*** AVAILABLE RECORDS Section Begins ***
PR #469, opened 2021-12-21
kiali cr validation tool

jmazzitelli:
_(this PR is currently being superceded by https://github.com/kiali/kiali-operator/pull/470/files - the same motivation exists, so this description is still valid. But that new PR will also contain a make target that will auto-generate CR documentation for the kiali.io website as well as includes an example CR in addition to this validation script)._

tl;dr run this tool to validate that your Kiali CR is correct

Right now, the Kiali CRD has a "preserve all unknown fields" schema to allow the Kiali CR to be basically open-ended with the settings it allows. We do this for a couple reasons: (1) it allows a single CRD to support multiple versions of the Kiali CR in order to easily support multiple versions of the server and (2) it means there is minimal maintenance needed in the operator releases. It is non-trivial to implement and ship operators with multiple CRDs and have OLM deploy and manage them. And Kiali very frequently adds/deletes/modifies the settings that are supported in the Kiali CR, so it is conceivable for every new operator release a new CRD version with a new schema will be needed to be deployed.

With that said, users are very often running into problems because their Kiali CR is not formatted correctly or has incorrect settings.

What are the options? The options are to officially deploy CRDs with correct schemas (for reasons explained above, we would like to avoid this right now) or to create a validation script that will validate existing Kiali CRs for correctness.

This PR does the latter. There is a validation script that contains a CRD with a schema that supports the current master schema. You can validate a Kiali CR yaml file or an already-existing Kiali CR found in any namespace in your cluster. You can run it like this:

* If you have a Kiali CR yaml file but have not created the Kiali CR resource yet:
```
./validate-kiali-cr.sh --kiali-cr-file "./my-kiali-cr.yaml"
```
* If you have already created a Kiali CR named `kiali` in the namespace `istio-system`:
```
./validate-kiali-cr.sh --kiali-cr-name "kiali" --namespace "istio-system"
```

Any errors found in the Kiali CR will be output by the script.

The thinking is you can run this script via curl so anyone can use it to validate a CR without having to download additional files or git clone any repos. As Kiali releases new versions, the validation script for the tagged branch can be used to validate a CR for that version of Kiali. e.g.

```
bash <(curl -L https://raw.githubusercontent.com/kiali/kiali-operator/v1.45.0/deploy/validate-kiali-cr.sh) --kiali-cr-name "kiali" --namespace "istio-system"
```


jmazzitelli:
You can try this now by running the script from this PR branch:

```
bash <(curl -L https://raw.githubusercontent.com/jmazzitelli/kiali-operator/openapi-crd/deploy/validate-kiali-cr.sh) --kiali-cr-name "kiali" --namespace "istio-system"
```

jmazzitelli:
I added an example kiali_cr_full.yaml file with all the settings set. You can use this to validate the validator. Try it like this (after you pull this PR):

```
./validate-kiali-cr.sh -kcf kiali/kiali_cr_full.yaml
```

Should output this at the end:

```
Kiali CR [kiali/kiali_cr_full.yaml] is valid.
```

If you edit that yaml file and make something invalid (like set `server.web_schema` to an integer `1`), you will see it fail like this:

```
The TestKiali "kiali" is invalid: spec.server.web_schema: Invalid value: "integer": spec.server.web_schema in body must be of type string: "integer"
ERROR! Validation failed for Kiali CR [kiali/kiali_cr_full.yaml]
```

jmazzitelli:
I'm going to close this in lieu of https://github.com/kiali/kiali-operator/pull/470

PR #471, opened 2021-12-26
fix: update '/healthz' APIs

Xunzhuo:
fix: https://github.com/kiali/kiali/pull/4632


jmazzitelli:
This is wrong - the older versions you are changing (e.g. 1.24) will not be on /api so this will break those. I will assume you did not test this PR with the previous versions because if you did, you probably will have seen the readiness probes fail and kubernetes kill the pods.

Regardless, I'm closing this with -1 - please see https://github.com/kiali/kiali/pull/4632#issuecomment-1001191346 for the reason.

PR #354, opened 2021-07-12
session timeout test

jmazzitelli:
fixes: https://github.com/kiali/kiali/issues/4164

PR #470, opened 2021-12-22
openapi schema in CRD, validation tool, and auto-generation of doc for examples

jmazzitelli:
same as https://github.com/kiali/kiali-operator/pull/469 so please read that PR description for the motivation.

This PR includes the same validation script but it also includes descriptions in the CRD schema and a make target that can be used to [generate a .md file](https://github.com/giantswarm/crd-docs-generator) containing documentation for use in a hugo-generated website (such as the kiali.io website). The documentation can be used in place of the existing example kiali_cr.yaml, as an example kiali CR will be included in the documentation.

PR #473, opened 2021-12-27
*** AVAILABLE RECORDS Section Ends ***
- **THE TASK**
Where a line of the records above holds the word "motivation", copy that line.

- **ANSWER TO THIS TASK**
_(this PR is currently being superceded by https://github.com/kiali/kiali-operator/pull/470/files - the same motivation exists, so this description is still valid. But that new PR will also contain a make target that will auto-generate CR documentation for the kiali.io website as well as includes an example CR in addition to this validation script)._
same as https://github.com/kiali/kiali-operator/pull/469 so please read that PR description for the motivation.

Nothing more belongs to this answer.